*Problem to work on*
Each line of the listing that includes the string "request" needs to be located and copied.

*Task data*

PR #1559, opened 2022-04-08
CASSANDRA-17524 shutdown gossip on drain trunk

jonmeredith:
See [CASSANDRA-17524](https://issues.apache.org/jira/browse/CASSANDRA-17524)

### DIFF
--- a/src/java/org/apache/cassandra/concurrent/Stage.java
+++ b/src/java/org/apache/cassandra/concurrent/Stage.java
@@ -42,27 +42,34 @@ import static org.apache.cassandra.concurrent.ExecutorFactory.Global.executorFac
 
 public enum Stage
 {
-    READ              ("ReadStage",             "request",  DatabaseDescriptor::getConcurrentReaders,        DatabaseDescriptor::setConcurrentReaders,        Stage::multiThreadedLowSignalStage),
-    MUTATION          ("MutationStage",         "request",  DatabaseDescriptor::getConcurrentWriters,        DatabaseDescriptor::setConcurrentWriters,        Stage::multiThreadedLowSignalStage),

*Response to this exercise*
-    READ              ("ReadStage",             "request",  DatabaseDescriptor::getConcurrentReaders,        DatabaseDescriptor::setConcurrentReaders,        Stage::multiThreadedLowSignalStage),
-    MUTATION          ("MutationStage",         "request",  DatabaseDescriptor::getConcurrentWriters,        DatabaseDescriptor::setConcurrentWriters,        Stage::multiThreadedLowSignalStage),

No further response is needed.